▸ **Instructions to follow**:
Copy each line below in which the string "charged" occurs.

Dataset entries:
══════

PR #198, opened 2026-05-26
feat(langsmith): emit verify + settlement spans for LangSmith tracing

r-marques:
## Summary

Implements Sprint 1 of the LangChain partnership epic (nevermined-io/nvm-monorepo#1703). Makes Nevermined verify + settle events first-class citizens of a LangSmith trace.

- New `payments_py.langsmith` module: `verify_span` / `settlement_span` ctx managers + `build_*_metadata` helpers + safety wrappers (`active_run_tree`, `add_metadata`, `redact_metadata_keys`, `abbreviate_token`).
- `@requires_payment` now wraps both verify and settle calls in dedicated child spans, attaches `nvm.*` metadata to both the child and the parent tool span.
- Active `payment_token` redaction: the decorator strips the full x402 access token from the parent tool span's metadata (which LangChain auto-captures from `config["configurable"]`) before opening any `nvm:*` span. Only the abbreviated `nvm.payment_token` (`<first 16>…<last 4>`) reaches Nevermined-emitted attributes.
- New optional extra: `pip install payments-py[langsmith]`. Zero-config opt-in via `LANGSMITH_TRACING=true`.
- Silent no-op when `langsmith` is missing or no LangSmith run is active. Observability failures never propagate into the payment flow.

Implements nevermined-io/nvm-monorepo#1705.

## Trace shape

```
[tool: get_market_insight]
├── [nvm:verify]      attrs: nvm.scheme, nvm.plan_ids, nvm.payer, nvm.agent_id, nvm.agent_request_id, nvm.payment_token (abbrev), nvm.verify.duration_ms
├── <tool body>
└── [nvm:settlement]  attrs: nvm.credits_redeemed, nvm.balance.after, nvm.tx_hash, nvm.network, nvm.payer, nvm.payment_token (abbrev), nvm.settle.duration_ms
```

Full attribute reference table in `docs/api/12-langchain-integration.md` (Observability with LangSmith section) — integration tests now pin every documented attribute (M5 review polish).

## Notes for reviewers

- **Version intentionally unchanged.** Per the `## Release Process` section added to `CLAUDE.md`, the release pipeline (`prepare-release.yml` → `finalize-release.yml` → `release-python.yml`) owns the version bump. Trigger `prepare-release.yml` against this branch after merge with `1.8.0` (new minor — new module + new extra).
[...]

PR #200, opened 2026-05-27
feat(langsmith): PaymentMiddleware for LangSmith Deployment (Sprint 3)

r-marques:
Sprint 3 of the LangChain integration epic ([nvm-monorepo#1703](https://github.com/nevermined-io/nvm-monorepo/issues/1703)), tracked at [nvm-monorepo#1707](https://github.com/nevermined-io/nvm-monorepo/issues/1707).

## Summary

Adds a Starlette ASGI middleware that gates a LangGraph agent deployed to LangSmith Deployment with the Nevermined x402 **verify → agent work → settle** payment lifecycle. Plus a `build_payment_app` factory that returns a FastAPI app pre-wired with the middleware for single-line wiring via `http.app` in `langgraph.json`.

## New surface in `payments_py.langsmith`

| Symbol | Kind | Purpose |
|---|---|---|
| `PaymentMiddleware` | Starlette `BaseHTTPMiddleware` subclass | The actual gating logic |
| `RouteConfig` | dataclass | Per-route pricing — copied from `x402.fastapi.RouteConfig` so the two extras can diverge |
| `build_payment_app(payments, routes=None) -> FastAPI` | factory | Recommended entry point — one-line wiring |
| `X402_HEADERS` | constant | x402 v2 transport header names |

## Behavior

```
Request in
  ├─→ PaymentMiddleware.dispatch:
  │     ├─ read payment-signature header → missing → 402 + envelope in payment-required header
  │     ├─ facilitator.verify_permissions(...) → invalid → 402 + envelope header
  │     ├─ stash PaymentContext on request.state
  │     ├─ await call_next(request)            ← agent runs
  │     ├─ if 2xx → facilitator.settle_permissions(...) → attach settlement header
  │     │            └ settle fails → log + return response unchanged (200)
  │     └─ else: skip settle (no charge for failed runs)
  └─→ agent exceptions propagate naturally to Starlette as 5xx
```

Routes lookup order:
1. Exact `"METHOD /path"` match.
2. Path-parameter match (supports both `:param` and `{param}` syntax — LangGraph routes use `{thread_id}`).
3. Env-var fallback (`NVM_PLAN_ID`, `NVM_CREDITS_PER_INVOKE`, `NVM_AGENT_ID`) for single-plan deployments.
4. Pass-through (no payment gate).

## Why a FastAPI factory

The Day-1 spike for #1707 surfaced an upstream bug in `langgraph-api 0.5.42` (`server.py:107-122`): `update_openapi_spec` falls through to Starlette's `SchemaGenerator` for non-FastAPI `http.app` instances, and that generator crashes when YAML-parsing internal endpoint docstrings (e.g. `api/mcp.py:104` has `"to support the following methods:"`). FastAPI takes a clean path through `app.openapi()`. The factory shields users from this bug. Detailed write-up: `~/code/notes/sprint-3-langsmith-deployment-scoping.md`.

## Tests

- 16 new unit tests in `tests/unit/langsmith/test_middleware.py`
- 53 of 53 langsmith tests pass (37 Sprint 1 spans + 16 Sprint 3 middleware)
- 521 of 521 full unit suite pass

Coverage:
- 402 emission shapes (missing header, invalid verify)
- FastAPI `{param}` and Starlette `:param` path matching
- Agent-failure-skips-settle
- Settle-failure-still-returns-200
- Env-var fallback (gates all paths when set, off when unset, defaults to credits=1 on non-numeric input)
- `build_payment_app` factory smoke test

## Dispatch fix vs FastAPI middleware

The existing `payments_py.x402.fastapi.PaymentMiddleware` wraps `await call_next(request)` in the same try/except that catches verify errors, which silently converts agent exceptions into 402 responses. The new langsmith middleware separates the two try blocks so agent failures propagate to Starlette as 5xx as intended (and settle is correctly skipped on non-2xx). Test `test_non_2xx_response_skips_settle` covers this. Worth backporting to the FastAPI middleware in a follow-up PR.

## Deps

`[langsmith]` extra now includes `fastapi` and `starlette` (the optional deps were already declared in `pyproject.toml` for the `[fastapi]` extra — we just added them to the `langsmith` extras list).

## Out of scope

- TS variant — TS-3 ([nvm-monorepo#1711](https://github.com/nevermined-io/nvm-monorepo/issues/1711), blocked on LangChain shipping a TS runtime).
- Streaming response support — documented limitation in the module docstring. Settle attaches a header which requires buffering the body. Streaming endpoints lose streaming when wrapped. Follow-up.
- Tutorial — separate PR in the tutorials repo (next on the work list).
- Docs page — separate PR in the docs repo (after tutorial).
- Release — release pipeline triggered manually post-merge.

## Test plan

- [ ] CI green
- [ ] Tutorial in `~/code/tutorials/langchain-langsmith-deployment-py/` deploys cleanly with the new middleware once it's plumbed through (in-flight)
- [ ] 402 round-trip verified with `curl` + buyer script against `langgraph dev` (in-flight)


payments_py/langsmith/middleware.py
```diff
@@ -0,0 +1,485 @@
...
+        }
+
+    def _resolve_route_config(self, method: str, path: str) -> Optional[RouteConfig]:
+        return _match_route(method, path, self.routes)
+
+    async def dispatch(
+        self, request: Request, call_next: Callable[[Request], Awaitable[Response]]
+    ) -> Response:
+        method = request.method.upper()
+        path = request.url.path
```
aaitor: **MEDIUM — Normalise the path before `_match_route` to close a defense-in-depth gap.**

`request.url.path` comes from `scope["path"]` which Starlette/uvicorn (httptools) does NOT dot-normalise by default. A request like `POST /threads/abc/../abc/runs/wait` produces 7 segments vs the configured `POST /threads/{thread_id}/runs/wait`'s 5, so `_match_route` returns `None` and the request passes through ungated. Without a normalising proxy in front of langgraph this is harmless today — the downstream router also won't match the same path — but the moment ANY layer between uvicorn and the handler starts normalising (a future Starlette feature, an upstream nginx, a Cloud Run / Lambda gateway), the middleware silently lets traversal-encoded paths through to a protected handler.

This is defense-in-depth, not an active bypass. One line:

```suggestion
        method = request.method.upper()
        path = posixpath.normpath(request.url.path)
        # preserve trailing slash so /runs/ and /runs/wait/ stay distinct from /runs and /runs/wait
        if request.url.path.endswith("/") and not path.endswith("/"):
            path += "/"
```

(Add `import posixpath` at the top of the file.)

Use the normalised `path` for both `_match_route` and `build_payment_required(endpoint=str(request.url.path), ...)` at L261 — the envelope's `endpoint` field should also reflect the canonical resource.

payments_py/langsmith/middleware.py
```diff
@@ -0,0 +1,485 @@
...
+                ).decode()
+
+                body = b""
+                async for chunk in response.body_iterator:
+                    body += chunk
+
+                new_response = Response(
+                    content=body,
+                    status_code=response.status_code,
+                    headers=dict(response.headers),
```
aaitor: **MEDIUM — `dict(response.headers)` collapses multi-value headers to first-value-wins; lose any `Set-Cookie` beyond the first.**

Starlette's `Headers.__iter__` returns keys-with-duplicates, but `Headers.__getitem__` returns only the first matching value. So `dict(response.headers)` is `{"set-cookie": "<first cookie>"}` even when two `Set-Cookie` headers are set. LangGraph's own session/CSRF middleware can legitimately emit two cookies — this PR's middleware would silently drop the second.

Fix: copy headers via `response.headers.raw` (the underlying `(bytes, bytes)` list) so multi-value entries are preserved, then add the receipt header:

```suggestion
                new_response = Response(
                    content=body,
                    status_code=response.status_code,
                    media_type=response.media_type,
                )
                # raw_headers preserves multi-value headers (Set-Cookie, etc.)
                # that dict(response.headers) would silently collapse.
                new_response.raw_headers = list(response.headers.raw)
                new_response.headers.append(
                    X402_HEADERS["PAYMENT_RESPONSE"], receipt_b64
                )
                return new_response
```

This also fixes the latent `content-length` issue (the `Response()` constructor recomputes `content-length` from `body` when `headers=None`, so the receipt header insertion can't cause a length mismatch).

Add a small unit test that confirms multi-`Set-Cookie` survives the re-wrap on the settle-success path.

payments_py/langsmith/middleware.py
```diff
@@ -0,0 +1,485 @@
...
+                    media_type=response.media_type,
+                )
+                new_response.headers[X402_HEADERS["PAYMENT_RESPONSE"]] = receipt_b64
```
aaitor: **MEDIUM — Settlement receipt + 402 envelope should be `Cache-Control: no-store`.**

The `payment-response` header carries `remaining_balance` (buyer's credit balance after this deduction) and `payer` (wallet address). The `payment-required` header on the 402 path carries the envelope tied to the current request's `plan_id` + `endpoint` + `agent_id`. If an integrator places a CDN (Cloudflare, AWS CloudFront, nginx) in front of the LangSmith Deployment endpoint and the downstream agent returns a cacheable response (e.g. `Cache-Control: max-age=60`), a different buyer who hits the same CDN cache later gets the prior buyer's settlement receipt — leaking their wallet address and balance. Same concern (smaller blast) for cached 402 envelopes.

Force no-store on both response paths:

```ts
// In the settle-success path after appending the receipt header:
new_response.headers["Cache-Control"] = "no-store"
new_response.headers["Pragma"] = "no-cache"

// In _send_payment_required (L184-194):
return JSONResponse(
    status_code=402,
    content={"error": "Payment Required", "message": message},
    headers={
        X402_HEADERS["PAYMENT_REQUIRED"]: envelope_b64,
        "Cache-Control": "no-store",
        "Pragma": "no-cache",
    },
)
```

Not a payment bypass — financial-metadata leak between subscribers via shared cache. Worth closing now before any deployer wires a CDN in front.

payments_py/langsmith/middleware.py
```diff
@@ -0,0 +1,485 @@
...
+                    verified=True,
+                    agent_request_id=verification.agent_request_id,
+                    agent_request=verification.agent_request,
+                )
+
+                # Agent runs here. Exceptions propagate naturally - the buyer
+                # is not charged for failed runs (we skip settle on non-2xx
+                # below). The parent trace will also see the exception via
+                # __exit__ and be marked failed in LangSmith.
+                response = await call_next(request)
```
aaitor, line 401: **MEDIUM — Strip `payment-signature` from `request.scope` before `call_next` so the bearer token doesn't ship to Sentry / structlog / OTEL header captures.**

Sentry's `RequestIntegration` (enabled by default when `sentry_sdk.init()` runs) captures every request header and ships them to sentry.io unless the name is in the default denylist. The denylist covers `Authorization`, `Cookie`, `X-Auth-Token` — but NOT `payment-signature`. Structlog ASGI processors and OpenTelemetry's HTTP semantic conventions similarly capture `http.request.header.*`. A deployer who adds Sentry without a custom scrubber exfiltrates every x402 access token to their Sentry org.

The middleware already extracted the token at L272 and stashed it on `request.state.payment_context.token` at L365 — downstream code doesn't need to read the header anymore. Strip it before `call_next`:

```python
        # After L372 (request.state.payment_context = PaymentContext(...)):
        from starlette.datastructures import MutableHeaders
        MutableHeaders(scope=request.scope).pop(
            X402_HEADERS["PAYMENT_SIGNATURE"], None
        )

        # Agent runs here. Exceptions propagate naturally - the buyer
        # is not charged for failed runs (we skip settle on non-2xx
        # below). The parent trace will also see the exception via
        # __exit__ and be marked failed in LangSmith.
        response = await call_next(request)
```

Same PR #198 finding for the LangChain decorator path — applies identically here at the framework boundary.

payments_py/langsmith/middleware.py
```diff
@@ -0,0 +1,485 @@
...
+                    )
+                    return response
+
+                receipt_b64 = base64.b64encode(
+                    settlement.model_dump_json(by_alias=True).encode()
+                ).decode()
+
+                body = b""
+                async for chunk in response.body_iterator:
+                    body += chunk
```
aaitor, line 467: **MEDIUM — Add a runtime warning when buffering an obviously-streaming response.**

The module docstring documents that streaming endpoints lose streaming when wrapped, but a deployer who points the middleware at `/runs/stream` (LangGraph's SSE endpoint) gets the entire response buffered into memory with no observable signal — the client just sees a delivered-at-the-end response and the worker holds the full body in memory under load. For LangGraph Deployment specifically, SSE is the headline feature most users adopt langgraph for.

Add a one-line check before the buffering loop:

```suggestion
                receipt_b64 = base64.b64encode(
                    settlement.model_dump_json(by_alias=True).encode()
                ).decode()

                content_type = response.headers.get("content-type", "")
                is_streaming = (
                    "text/event-stream" in content_type
                    or response.headers.get("transfer-encoding") == "chunked"
                )
                if is_streaming:
                    logger.warning(
                        "PaymentMiddleware is buffering a streaming response for path=%s "
                        "(content-type=%s). Streaming is disabled by this middleware — "
                        "gate /runs/wait instead, or pass the route through ungated.",
                        path,
                        content_type or "<unset>",
                    )

                body = b""
                async for chunk in response.body_iterator:
                    body += chunk
```

Leaves behaviour unchanged (still buffers) but makes the misconfiguration visible in logs. A stricter long-term option: a `RouteConfig.streaming: bool = False` flag that, when True, settles without re-wrapping the response and delivers the receipt out-of-band (trailer header or callback) — file as a follow-up.

tests/unit/langsmith/test_middleware.py
```diff
@@ -0,0 +1,350 @@
...
+            return JSONResponse({"ok": True})
+
+        client = TestClient(app)
+        response = client.post("/runs")
+
+        assert response.status_code == 402
+        assert X402_HEADERS["PAYMENT_REQUIRED"] in response.headers
+
+    def test_factory_accepts_none_routes(self, mock_payments, monkeypatch):
+        """routes=None is valid; behavior matches routes={} (env-var fallback only)."""
```
aaitor, line 455: **MEDIUM — Two coverage gaps + one tiny extension worth landing in this PR.**

The new middleware buffers the response body and re-wraps it on the settle-success path (`middleware.py:428-439`). None of these tests pin the buffering contract:

**(a) Multi-chunk body.** All fixtures return a single-chunk JSONResponse. A future refactor that breaks `body += chunk` (or replaces it with a last-chunk-only assignment) would not fail any test.

```python
def test_multi_chunk_body_is_buffered_correctly(self, valid_token, mock_payments):
    """body_iterator with multiple chunks must be concatenated in full."""
    from starlette.responses import StreamingResponse

    async def multi_chunk():
        yield b'{"response":'
        yield b'"chunked answer"}'

    app = FastAPI()
    app.add_middleware(
        PaymentMiddleware,
        payments=mock_payments,
        routes={"GET /stream": {"plan_id": "test-plan-123", "credits": 1}},
    )

    @app.get("/stream")
    async def stream_route():
        return StreamingResponse(multi_chunk(), media_type="application/json")

    client = TestClient(app)
    response = client.get(
        "/stream",
        headers={X402_HEADERS["PAYMENT_SIGNATURE"]: valid_token},
    )
    assert response.status_code == 200
    assert response.json() == {"response": "chunked answer"}
    assert X402_HEADERS["PAYMENT_RESPONSE"] in response.headers
```

**(b) `PaymentContext` reachable from the handler.** `middleware.py:365-372` stashes a `PaymentContext` on `request.state`. No test confirms the agent function inside `call_next` can read it — that's the primary API surface for downstream LangGraph code that needs `agent_request_id` for observability or `credits_to_settle` for dynamic pricing.

```python
def test_payment_context_available_in_handler(self, valid_token, mock_payments):
    captured = {}
    app = FastAPI()
    app.add_middleware(
        PaymentMiddleware,
        payments=mock_payments,
        routes={"GET /ctx": {"plan_id": "test-plan-123", "credits": 3}},
    )

    @app.get("/ctx")
    async def ctx_route(request: Request):
        ctx = request.state.payment_context
        captured["verified"] = ctx.verified
        captured["credits"] = ctx.credits_to_settle
        captured["agent_request_id"] = ctx.agent_request_id
        return JSONResponse({"ok": True})

    TestClient(app).get(
        "/ctx", headers={X402_HEADERS["PAYMENT_SIGNATURE"]: valid_token},
    )
    assert captured["verified"] is True
    assert captured["credits"] == 3
    assert captured["agent_request_id"] == "test-request-id-123"
```

**(c) One-line tightening to the existing `test_settle_failure_still_returns_200`.** The test asserts status 200 and absence of the receipt header but doesn't assert the agent's response body survives. If settle-failure returns the wrong `Response` object (e.g. a partial `body_iterator` after a `call_next` consumption regression in Starlette), the test passes but production breaks. Add:

```python
# Inside test_settle_failure_still_returns_200, after the existing assertions:
assert response.json() == {"response": "Answer to: hi"}
```

aaitor (approved):
Solid Sprint 3 landing. The middleware's verify/work/settle lifecycle is correctly shaped (the fix vs the FastAPI middleware's broken try/except is real — agent exceptions propagate as 5xx as intended, and settle is correctly skipped on non-2xx). The Sprint 1 span integration is clean — verify span opens BEFORE the token check, settle span is opened around the settle call, both nest under a parent trace. `attach_metadata_safely` was promoted to public correctly so the middleware and the decorator share the helper. Approving with 6 MEDIUM polish items inline and a few follow-up notes in the body — none are merge blockers.

**Verification I ran**
- `gh pr diff 200 --repo nevermined-io/payments-py` against `main` (base) + `feat/langsmith-deployment-middleware` (head, `b1a78ea`).
- Read full post-PR contents of `langsmith/middleware.py` (485 lines), `langsmith/spans.py`, `x402/types.py`, `x402/langchain/decorator.py`, and `tests/unit/langsmith/test_middleware.py`.
- Verified backward-compat for `PaymentRequiredError`: `x402/langchain/decorator.py:83` re-imports it from `x402/types.py`, and `x402/langchain/__init__.py:34-39` re-exports it. `from payments_py.x402.langchain import PaymentRequiredError` still works.
- CI: e2e ✅, lint ✅, unit_integration ✅ on head.
- Parallel reviewer panel: `python-reviewer`, `security-reviewer`, `tdd-guide`, `architect`. Synthesis below.

**Multi-perspective synthesis**

Promoted (see inline comments):
- (security-reviewer) Path normalisation before `_match_route` — defense-in-depth against future downstream router normalisation creating a route-bypass class.
- (code-reviewer + security-reviewer) `dict(response.headers)` collapses multi-value headers — concrete fix using `response.headers.raw`.
- (security-reviewer) Settlement receipt + 402 envelope need `Cache-Control: no-store` to prevent CDN/proxy from serving stale receipts to other buyers.
- (security-reviewer) `payment-signature` bearer header should be stripped from `request.scope` before `call_next` so Sentry's `RequestIntegration` and structlog ASGI processors don't ship the token to a second SaaS destination.
- (code-reviewer + architect) Streaming endpoint silent buffering — add a runtime `logger.warning` when `text/event-stream` or `Transfer-Encoding: chunked` is detected; LangGraph's marquee `/runs/stream` endpoints are SSE.
- (tdd-guide) Multi-chunk body buffering, `content-length` post-rewrap, and `request.state.payment_context` handler-side reads are all unexercised — sketched tests inline.

Checked and not promoted:
- Security-reviewer flagged path traversal as **HIGH**. Verified: Starlette/uvicorn with httptools does NOT dot-normalise `scope["path"]` by default, so a path like `/threads/abc/../abc/runs/wait` produces 7 segments vs. the configured 5 and the route lookup returns `None` (pass-through). Without a normalising proxy in front of langgraph, the downstream router would also 404 on this path. The risk only materialises if a future change in the routing layer adds normalisation — that's defense-in-depth, not an active exploit. Demoted to MEDIUM and inline.
- Architect flagged "sibling top-level traces" as **HIGH**. Real architectural concern (the PR's own comment at `middleware.py:155-160` acknowledges it), but it's a known sprint-scope limitation — the langgraph runtime initiates its own top-level trace at the graph-invocation boundary and there's no parent context to attach to from middleware-dispatch time. Worth a follow-up to attach the payment metadata to langgraph's run via `get_current_run_tree()` AFTER `call_next` returns. Surfaced as a body follow-up.
- Architect flagged "consolidate two middleware classes" as **HIGH**. The PR description explicitly defers this to a follow-up. Stronger position from the agent: don't ship the bug fix in `langsmith/` while leaving the same bug in `x402/fastapi/`. I agree the follow-up shouldn't wait — recommend filing the FastAPI dispatch fix as a same-day separate PR rather than "future work." Surfaced as a body follow-up.
- Code-reviewer's `_resolve_credits` exception path → 402 not 500 concern. Real but narrow (only triggers for buggy callables); low impact. Body note.
- Code-reviewer's `_match_route` ambiguous-parameterised-routes first-match-wins. Real but documented behaviour; LangGraph route tables don't hit this.
- Code-reviewer's `content-length` post-rewrap. Reduced to LOW by the agent itself. Body note (suggest stripping `content-length` before `Response()` so it's recomputed from `body`).
- Tdd-guide's HIGH on `PaymentRequiredError` class-identity test. Verified the re-export chain works; missing test is good defensive programming but not a regression. LOW.

**Out-of-scope follow-ups worth filing**

1. **FastAPI middleware dispatch bug — file as immediate, not deferred.** The PR description says "worth backporting in a follow-up PR." That follow-up should be a same-week separate PR (not Sprint 4+), because shipping the LangSmith correct version while leaving the FastAPI middleware silently converting agent 5xx into 402 is a known correctness bug in production. The minimal fix is to split the `try/except` so `call_next(request)` is outside the verify-error catch.

2. **Sibling-trace UX in LangSmith.** The middleware emits a top-level `nvm:x402-request` trace as a sibling to langgraph's own graph trace. Two unrelated trace entries per request is a worse observability story than one nested trace. Follow-up: collect verify/settle metadata into `request.state.x402_trace_data` during dispatch, then attach as a child of langgraph's run via `get_current_run_tree()` AFTER `call_next` returns. Alternatively, emit OpenTelemetry spans (LangSmith ingests them and nests correctly).

3. **`build_payment_app` is load-bearing for a `langgraph-api==0.5.42` OpenAPI bug.** If langgraph fixes the bug in 0.5.43+, the factory becomes dead weight that users still adopt because it's the documented entry point. Document the rationale in the docstring and add a runtime `DeprecationWarning` when a newer langgraph version (where the bug is fixed) is detected, telling users to switch to direct `app.add_middleware`.

4. **Public surface commitments.** This PR adds 5 public symbols (`PaymentMiddleware`, `RouteConfig`, `X402_HEADERS`, `build_payment_app`, `attach_metadata_safely`). Once published in the next `payments-py` release, these are semver commitments. Mark `build_payment_app` as `experimental` in the docstring; consider whether `attach_metadata_safely` should stay underscore-prefixed (private) given its narrow contract.

5. **`RouteConfig` duplicated across `x402.fastapi` and `langsmith`** with the docstring rationale "let extras diverge." Both currently have identical fields. When the first framework-specific field lands, it'll need updating in both. Consider moving to `x402.types` as canonical and re-exporting from both.

6. **Token in frame locals.** Same concern as Sprint 1 PR #198 raised — the local `token` lives in scope across the entire `dispatch` body, captured by Sentry / structlog frame-locals enrichers on any in-flight exception. Set `token = None` after stashing into `PaymentContext` to scrub the local before any exception path could capture it.

**Approval rationale**

No HIGH issues. The MEDIUM items are concrete polish on a real production-ready middleware; CI is green, span integration is correct, the dispatch fix vs the FastAPI middleware is a real win. Approving — fold the inline suggestions when convenient and file follow-ups (1) and (2) before next sprint.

══════

▸ **Answer for this exercise**:
+                # is not charged for failed runs (we skip settle on non-2xx
        # is not charged for failed runs (we skip settle on non-2xx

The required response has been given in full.